__Aim of the exercise__
Retype exactly the lines below, beginning with the first and ending with the line where "This field is an" appears.

----- Exercise materials

PR #9138, opened 2020-10-02
CB-9129 We want to save the structured event if the resource crn is null

topolyai5:


horadla23 (approved):
LGTM

biharitomi (approved):
LGTM

PR #9139, opened 2020-10-02
CB-9060 Check if certificates on cluster are about to expire

lacikaaa:
We are setting up clusters with autotls, which means every host has it's own certificate.
These certificates expiry every year and we must detect it and notify the customer before expiration date.
In this commit `StackStatusCheckerJob` has been enriched with checking the result from Cloudera Manager for
host certificate expiration related health info. Although these are not stored per host, they are aggregated
and if there is at least one which is expiring we are setting a new field in `Cluster` entity, `certExpirationState`
from `VALID` to `HOST_CERT_EXPIRING`.
This field is an enum to allow further expansion if we later would like to indicate eg CMCA expiration.
The value of this field is available on DistroX API in `ClusterV4Response` and on SDX API in `SdxClusterDetailResponse`.

### DIFF
--- a/cluster-cm/src/main/java/com/sequenceiq/cloudbreak/cm/ClouderaManagerClusterStatusService.java
+++ b/cluster-cm/src/main/java/com/sequenceiq/cloudbreak/cm/ClouderaManagerClusterStatusService.java
@@ -36,6 +36,8 @@ import com.cloudera.api.swagger.model.ApiRole;
 import com.cloudera.api.swagger.model.ApiRoleState;
 import com.cloudera.api.swagger.model.ApiService;
 import com.cloudera.api.swagger.model.ApiServiceState;
+import com.google.common.collect.ArrayListMultimap;
+import com.google.common.collect.Multimaps;
 import com.google.common.collect.Sets;
 import com.sequenceiq.cloudbreak.client.HttpClientConfig;
 import com.sequenceiq.cloudbreak.cloud.model.HostName;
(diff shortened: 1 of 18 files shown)


core/src/main/java/com/sequenceiq/cloudbreak/job/StackStatusCheckerJob.java
```diff
@@ -185,20 +189,24 @@ private void buildMdcContext(Stack stack) {
...
-        syncInstances(stack, runningInstances, failedInstances, defaultState);
+        ifFlowNotRunning(() -> updateStates(stack, failedInstances, newFailedNodeNames, newHealtyHostNames, hostCertExpiring));
+        syncInstances(stack, runningInstances, failedInstances, InstanceSyncState.RUNNING);
+    }
+
+    private void updateStates(Stack stack, Collection<InstanceMetaData> failedInstances, Set<String> newFailedNodeNames, Set<String> newHealtyHostNames,
+            boolean hostCertExpiring) {
+        clusterService.updateClusterCertExpirationState(stack.getCluster(), hostCertExpiring);
+        clusterOperationService.reportHealthChange(stack.getResourceCrn(), newFailedNodeNames, newHealtyHostNames);
+        if (!failedInstances.isEmpty()) {
```
keyki, line 205: Can you please add a few log lines here?

cluster-cm/src/main/java/com/sequenceiq/cloudbreak/cm/ClouderaManagerClusterStatusService.java
```diff
@@ -215,16 +223,37 @@ public ClusterStatusResult getStatus(boolean blueprintPresent) {
...
 
     @Override
-    public Map<HostName, ClusterManagerState> getExtendedHostStatuses() {
-        Map<HostName, ClusterManagerState> result = new HashMap<>();
-        getHostHealth().forEach((hostname, health) ->
-                result.put(hostname, new ClusterManagerState(healthSummaryToState(health.getSummary()),
-                        getHostHealthMessage(health.getSummary(), health.getExplanation()))));
-        return result;
+    public ExtendedHostStatuses getExtendedHostStatuses() {
+        Map<HostName, Collection<ApiHealthCheck>> hostHealth = getHostHealth();
```
keyki, line 227: Can you please add a few log lines to these methods?

core/src/main/java/com/sequenceiq/cloudbreak/job/StackStatusCheckerJob.java
lacikaaa: added

cluster-cm/src/main/java/com/sequenceiq/cloudbreak/cm/ClouderaManagerClusterStatusService.java
lacikaaa: added

PR #9140, opened 2020-10-02
CB-9130 Single RG is deleted when using new network

gergopapi2:
On azure, when using single RG, then deleting the new network during environment deletion should delete the VNET resource but must not delete any resource groups (RG). With the recent introduction of resource group usage pattern USE_SINGLE_WITH_DEDICATED_STORAGE_ACCOUNT the check whether using a single RG or not was broken and was assumed that it is MULTIPLE, hence the single RG was deleted.


pdarvasi (approved):

horadla23 (approved):
LGTM

PR #9141, opened 2020-10-02
CB-8547: Use entitlement for FreeIPA healthcheck for cluster proxy

jamisonbennett:
When the FreeIPA health check entitlement is enabled, then register
the FreeIPA healthcheck with cluster proxy for new clusters.

Continue using the old login page as the status check for clusters
that were provisioned prior to the healthcheck's existence or for
accounts without the entitlement.

This was already reviewed and committed here https://github.com/hortonworks/cloudbreak/pull/8871. But it was reverted due to flakey test failure. It is now under and entitlement to prevent any issues until a new version of cluster proxy and a new version of health checks are added.


christmasferret (approved):
LGTM

jamisonbennett:
This was already reviewed and approved here #8871. So I am going to commit without additional reviewers.

PR #9150, opened 2020-10-06
CB-9155 and CB-9147

doktoric:

### DIFF
--- a/environment/src/main/java/com/sequenceiq/environment/environment/flow/deletion/handler/NetworkDeleteHandler.java
+++ b/environment/src/main/java/com/sequenceiq/environment/environment/flow/deletion/handler/NetworkDeleteHandler.java
@@ -61,7 +61,7 @@ public class NetworkDeleteHandler extends EventSenderAwareHandler<EnvironmentDel
                     if (RegistrationType.CREATE_NEW == registrationType) {
                         environmentNetworkService.deleteNetwork(environmentDtoConverter.environmentToDto(environment));
                     }
-                    network.setName(network.getName() + "_DELETED_@_" + System.currentTimeMillis());
+                    network.setName(environment.getName() + "_network_DELETED_@_" + System.currentTimeMillis());
                     environmentService.save(environment);
                 }
             });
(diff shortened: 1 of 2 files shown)


environment/src/main/java/com/sequenceiq/environment/environment/flow/deletion/handler/NetworkDeleteHandler.java
```diff
@@ -61,7 +61,7 @@ public void accept(Event<EnvironmentDeletionDto> environmentDtoEvent) {
                     if (RegistrationType.CREATE_NEW == registrationType) {
                         environmentNetworkService.deleteNetwork(environmentDtoConverter.environmentToDto(environment));
                     }
-                    network.setName(network.getName() + "_DELETED_@_" + System.currentTimeMillis());
+                    network.setName(environment.getName() + "_network_DELETED_@_" + System.currentTimeMillis());
```
topolyai5, line 64: it is the same then earlier. Much better if you check` _DELETED_@_timestamp` is in the name or not.

topolyai5 (changes requested):

environment/src/main/java/com/sequenceiq/environment/environment/flow/deletion/handler/NetworkDeleteHandler.java
doktoric: why is this the same?
we dont modify the env name until we can not delete

topolyai5: if you see the desc in the jira: `gtlocal1_DELETED_@1601902245809_DELETED@1601903025413_DELETED@1601903612895_DELETED@1601904217274_DELETED@1601904607194_DELETED@1601905595570_DELETED@1601906596339_DELETED@1601906833696_DELETED@1601907190970_DELETED@1601908948322_DELETED@_1601923539012`
of course, this is a timeline error but I could delete only in debug mode (I updated first with less than 255 chars and save it)

topolyai5 (approved):

PR #9151, opened 2020-10-06
CB-9149. Splitting large (> 16K) JSON logs on CB level in order to av…

oleewere:
…oid log rotation related issues by docker logging driver on K8s

details:
- in order to avoid large messages use a 12K max message length for JSON based logging (12K can be safe as we have many other fields, not only message)
- split message into chunks based on the max chunk length
- add partial metadata about the chunks, that can be handled by fluentd
- using the same field names for partial metadata that is used by docker fluentd logging driver: partial_message, partial_id, partial_ordinal and partial_last
- refactor: removed loggerFilterName from masking pattern layout

additional info:
fluent logger for docker: https://github.com/moby/moby/blob/master/daemon/logger/fluentd/fluentd.go#L116
all the keys are deleted by fluent-conat plugin if the events are merged, see:  https://github.com/fluent-plugins-nursery/fluent-plugin-concat/blob/master/lib/fluent/plugin/filter_concat.rb#L149
if this is deployed, it will split json logs, so until fluent-concat plugin config is not updated, the logs will be in splitted in kibana (!! but you can find those based on the component names)

### DIFF
--- a/common/src/main/java/com/sequenceiq/cloudbreak/logger/LoggerConfiguration.java
+++ b/common/src/main/java/com/sequenceiq/cloudbreak/logger/LoggerConfiguration.java
@@ -1,0 +1,31 @@
+package com.sequenceiq.cloudbreak.logger;
+
+import org.apache.commons.lang3.StringUtils;
+
+public class LoggerConfiguration {
+
+    private LoggerConfiguration() {
+    }
+
+    public static Boolean isJsonFormatEnabled() {
+        return Boolean.parseBoolean(getProperty("logger.format.json.enabled", null));
+    }
+
+    public static String getJsonFormatMdcName() {
+        return getProperty("logger.format.json.mdc.name", "context");
+    }
+
+    public static Integer getSplitterMaxChunLength() {
+        return Integer.parseInt(getProperty("logger.appender.splitter.max.chunk.length", "12000"));
+    }
+
+    private static String getProperty(String property, String defaultValue) {
+        String envProperty = property.toUpperCase().replace(".", "_");
+        if (StringUtils.isNotEmpty(System.getenv(envProperty))) {
+            return System.getenv(envProperty);
+        } else if (StringUtils.isNotEmpty(System.getProperty(property))) {
+            return System.getProperty(property);
+        }
+        return defaultValue;
+    }
+}
--- a/common/src/main/java/com/sequenceiq/cloudbreak/logger/format/CustomJsonLayout.java
+++ b/common/src/main/java/com/sequenceiq/cloudbreak/logger/format/CustomJsonLayout.java
@@ -1,7 +1,13 @@
 package com.sequenceiq.cloudbreak.logger.format;
 
+import java.util.Iterator;
 import java.util.LinkedHashMap;
 import java.util.Map;
+
+import org.apache.commons.lang3.StringUtils;
+
+import com.google.common.base.Splitter;
+import com.sequenceiq.cloudbreak.logger.PartialMessageMetadata;
 
 import ch.qos.logback.classic.spi.ILoggingEvent;
 import ch.qos.logback.contrib.json.classic.JsonLayout;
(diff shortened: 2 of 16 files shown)


common/src/main/java/com/sequenceiq/cloudbreak/logger/PropertyHelper.java
```diff
@@ -0,0 +1,31 @@
...
+
+import org.apache.commons.lang3.StringUtils;
+
+public class PropertyHelper {
+
+    private PropertyHelper() {
+    }
+
+    public static Boolean isJsonFormatEnabled() {
+        return Boolean.parseBoolean(getProperty("logger.format.json.enabled", null));
```
biharitomi, line 11: Is there any reason why we are not using the @Value annotation of Spring like in all the other property holder components?

common/src/main/java/com/sequenceiq/cloudbreak/logger/PropertyHelper.java
```diff
@@ -0,0 +1,31 @@
+package com.sequenceiq.cloudbreak.logger;
+
+import org.apache.commons.lang3.StringUtils;
+
+public class PropertyHelper {
```
biharitomi, line 5: I would rename it to indicates that this class holds the logger related configurations that comes either from property or not. For example LoggerConfiguration.java

common/src/test/java/com/sequenceiq/cloudbreak/logger/format/CustomJsonLayoutTest.java
```diff
@@ -0,0 +1,33 @@
...
+import org.junit.Test;
+
+import ch.qos.logback.classic.spi.LoggingEvent;
+
+public class CustomJsonLayoutTest {
+
+    private CustomJsonLayout underTest;
+
+    @Before
+    public void setUp() {
```
biharitomi, line 16: Would you mind to create tests based on the size message bigger than the 12KB limit or not?

biharitomi (changes requested):

common/src/main/java/com/sequenceiq/cloudbreak/logger/format/CustomJsonLayout.java
```diff
@@ -1,29 +1,65 @@
...
+        this.maxChunkLength = maxChunkLength;
     }
 
     public String doLayout(ILoggingEvent event, String fullLogMessage, String loggerNameFilter) {
-        Map map = toJsonMap(event, fullLogMessage, loggerNameFilter);
-        if (map == null || map.isEmpty()) {
+        if (StringUtils.length(fullLogMessage) > this.maxChunkLength) {
+            StringBuilder stringBuilder = new StringBuilder();
+            String chunkId = Integer.toHexString(event.hashCode());
+            Iterable<String> messages = Splitter.fixedLength(this.maxChunkLength).split(fullLogMessage);
```
lacikaaa, line 41: this `Splitter.fixedLength(this.maxChunkLength)` could be initiated in the constructor

common/src/main/java/com/sequenceiq/cloudbreak/logger/format/CustomJsonLayout.java
```diff
@@ -1,29 +1,65 @@
...
+
+    CustomJsonLayout(String contextName, Integer maxChunkLength) {
         this.contextName = contextName;
+        this.maxChunkLength = maxChunkLength;
     }
 
     public String doLayout(ILoggingEvent event, String fullLogMessage, String loggerNameFilter) {
-        Map map = toJsonMap(event, fullLogMessage, loggerNameFilter);
-        if (map == null || map.isEmpty()) {
+        if (StringUtils.length(fullLogMessage) > this.maxChunkLength) {
```
lacikaaa, line 38: `this.` is unnecessary

common/src/main/java/com/sequenceiq/cloudbreak/logger/format/CustomJsonLayout.java
```diff
@@ -1,29 +1,65 @@
...
+            StringBuilder stringBuilder = new StringBuilder();
+            String chunkId = Integer.toHexString(event.hashCode());
+            Iterable<String> messages = Splitter.fixedLength(this.maxChunkLength).split(fullLogMessage);
+            int currentIndex = 0;
+            Iterator<String> messageIterator = messages.iterator();
+            while (messageIterator.hasNext()) {
```
lacikaaa, line 44: you can save one line here with:
`for (int currentIndex = 0; messageIterator.hasNext(); currentIndex++) {`

common/src/main/java/com/sequenceiq/cloudbreak/logger/format/CustomJsonLayout.java
```diff
@@ -1,29 +1,65 @@
...
+
+    private String toJsonRecordString(Map map) {
+        if (map.isEmpty()) {
             return null;
         }
         return toJsonString(map) + CoreConstants.LINE_SEPARATOR;
     }
 
-    private Map toJsonMap(ILoggingEvent event, String fullLogMessage, String loggerNameFilter) {
+    private Map toJsonMap(ILoggingEvent event, String fullLogMessage, String loggerNameFilter, PartialMessageMetadata partialMessageMetadata) {
```
lacikaaa, line 62: - `loggerNameFilter` is not used
- method definition should look like: `private Map<String, Object> toJsonMap`

`toJsonRecordString` and `toJsonString` parameter is also missing the same

common/src/main/java/com/sequenceiq/cloudbreak/logger/format/JsonLayoutFormat.java
```diff
@@ -10,8 +10,8 @@
 
     private final CustomJsonLayout jsonLayout;
 
-    JsonLayoutFormat(String contextName) {
-        this.jsonLayout = new CustomJsonLayout(contextName);
+    JsonLayoutFormat(String contextName, Integer maxChunkLength) {
+        this.jsonLayout = new CustomJsonLayout(contextName, maxChunkLength);
```
lacikaaa, line 14: `this.` can be removed

lacikaaa (changes requested):

common/src/main/java/com/sequenceiq/cloudbreak/logger/PropertyHelper.java
oleewere: that is for logging, it's needed right before Spring bootstrapping

common/src/main/java/com/sequenceiq/cloudbreak/logger/format/CustomJsonLayout.java
oleewere: sure i can remove `loggerNameFilter`, it seems anonymiziation was removed by @biharitomi  before, and the parameter was not cleaned up from `MaskingPatternLayout`

oleewere: with the Map, I have followed the `JsonLayoutBase` class, but that the same anyway ..so whatever, i can change that

common/src/main/java/com/sequenceiq/cloudbreak/logger/LoggerConfiguration.java
```diff
@@ -0,0 +1,31 @@
...
+    public static String getJsonFormatMdcName() {
+        return getProperty("logger.format.json.mdc.name", "context");
+    }
+
+    public static Integer getSplitterMaxChunLength() {
+        return Integer.parseInt(getProperty("logger.appender.splitter.max.chunk.length", "12000"));
+    }
+
+    private static String getProperty(String property, String defaultValue) {
+        String envProperty = property.toUpperCase().replace(".", "_");
```
lacikaaa, line 23: I don't really get this. so there are 3 properties above, you wrote them with lowercase and dot separated and right after you convert them. wouldn't be it easier just to have them written the way we expect them?

lacikaaa (approved):

common/src/main/java/com/sequenceiq/cloudbreak/logger/LoggerConfiguration.java
oleewere: we use this both as a system property + environment variable, first we are checking the environment property, lower we are simply checking the system property (system property used mostly locally, env vars are used for qa/mow deployments), we can do the opposite here, but I think it does not really matter.

common/src/main/java/com/sequenceiq/cloudbreak/logger/PropertyHelper.java
biharitomi: This is a spring boot application so even the logging framework is initialised by Spring boot framework. 
I would give it a try to use @Value annotation instead of this and let spring to build the dependencies in the right order(starting with logger dependencies)
On the other hand it would be a much cleaner code and you shouldn't have to deal with env variables and properties as @lacikaaa took this into the focus in his review.
what do you think @lacikaaa ?

common/src/main/java/com/sequenceiq/cloudbreak/logger/LoggerConfiguration.java
biharitomi: That's why we should use Spring instead of implementing a Spring feature this way....

biharitomi: sry, it is not supported by spring

common/src/main/java/com/sequenceiq/cloudbreak/logger/PropertyHelper.java
biharitomi:
```

Since logging is initialized before the ApplicationContext is created, it is not possible to control logging from @PropertySources in Spring @Configuration files. The only way to change the logging system or disable it entirely is via System properties.
--
```
Sry, it is not supported, approving this PR

biharitomi (approved):

PR #9157, opened 2020-10-06
CB-9171 Associate private network and root user for GCP RDS instances

doktoric:


doktoric:
thanks for the fix @biharitomi feel free to amend the commit

topolyai5 (approved):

----------

__Response__
PR #9138, opened 2020-10-02
CB-9129 We want to save the structured event if the resource crn is null

topolyai5:


horadla23 (approved):
LGTM

biharitomi (approved):
LGTM

PR #9139, opened 2020-10-02
CB-9060 Check if certificates on cluster are about to expire

lacikaaa:
We are setting up clusters with autotls, which means every host has it's own certificate.
These certificates expiry every year and we must detect it and notify the customer before expiration date.
In this commit `StackStatusCheckerJob` has been enriched with checking the result from Cloudera Manager for
host certificate expiration related health info. Although these are not stored per host, they are aggregated
and if there is at least one which is expiring we are setting a new field in `Cluster` entity, `certExpirationState`
from `VALID` to `HOST_CERT_EXPIRING`.
This field is an enum to allow further expansion if we later would like to indicate eg CMCA expiration.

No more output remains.